American football player (born 1988)

Trevor Vittatoe (born January 1, 1988) is an American former football quarterback. Until June 21, 2012, he was on the off season roster of the Indianapolis Colts of the National Football League (NFL). He was signed by the Chicago Bears as an undrafted free agent in 2011 but never played in a regular season game in the NFL. He played college football for the UTEP Miners.

Vittatoe began his football career with Euless Trinity.

==College career==
Vittatoe attended the University of Texas-El Paso and played quarterback for four years. He left the Miners as their all-time leader in passing yards, passing touchdowns, total offense and touchdowns. He also broke numerous other records. His four-year statistics left him ranking 14th in passing yards and 15th in passing touchdowns and total offense in college football history.

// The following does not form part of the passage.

PR #1003, opened 2022-09-21
drivers/sshdriver: add support for the SFTP protocol for file transfers

ekronborg:
Recent versions of OpenSSH allow using the SFTP protocol in favor of the deprecated SCP protocol, and from OpenSSH 9, SCP will use the SFTP protocol by default. Therefore, `put()` and `get()` can now be configured to use SFTP by setting `sftp` to true for `SSHDriver`.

Vittatoe led the Miners to the New Mexico Bowl game his senior year.

===Statistics===
Vittatoe's statistics are as follows:

| Year | team | Games | Games Started | Record | Passing |  |  |  |  |  |  | Rushing |  |  |  |
| Comp | Att | Yards | Pct. | TD | Int | QB rating | Att | Yards | Avg | TD |
| 2006 | UTEP | Redshirt |  |  |  |  |  |  |  |  |  |  |  |  |  |
| 2007 | UTEP | 12 | 12 | 4–8 | 224 | 407 | 3,101 | 55.0 | 25 | 7 | 135.9 | 42 | -132 | -3.1 | 0 |
| 2008 | UTEP | 12 | 12 | 5–7 | 246 | 418 | 3,274 | 58.9 | 33 | 9 | 146.4 | 45 | -31 | -0.7 | 1 |
| 2009 | UTEP | 12 | 12 | 4–8 | 224 | 409 | 3,308 | 54.8 | 17 | 13 | 130.1 | 45 | -83 | -1.8 | 0 |
| 2010 | UTEP | 13 | 13 | 6–7 | 220 | 407 | 2,756 | 54.1 | 22 | 13 | 122.4 | 55 | 98 | 1.8 | 0 |
| Totals |  | 49 | 49 | 19–30 | 914 | 1,641 | 12,439 | 55.7 | 97 | 42 | 133.8 | 187 | -148 | -0.8 | 1 |

==Professional career==
===Chicago Bears===
He signed with the Chicago Bears as a rookie free agent on July 26, 2011. Vittatoe was listed as their 4th string QB. He was waived on August 29, 2011.

===Tampa Bay Storm===
On February 7, 2012, Vittatoe was assigned to the Tampa Bay Storm of the Arena Football League (AFL).

===Indianapolis Colts===
On March 9, 2012, Vittatoe was signed by the Indianapolis Colts just one day after releasing Peyton Manning. He was released on June 21, 2012.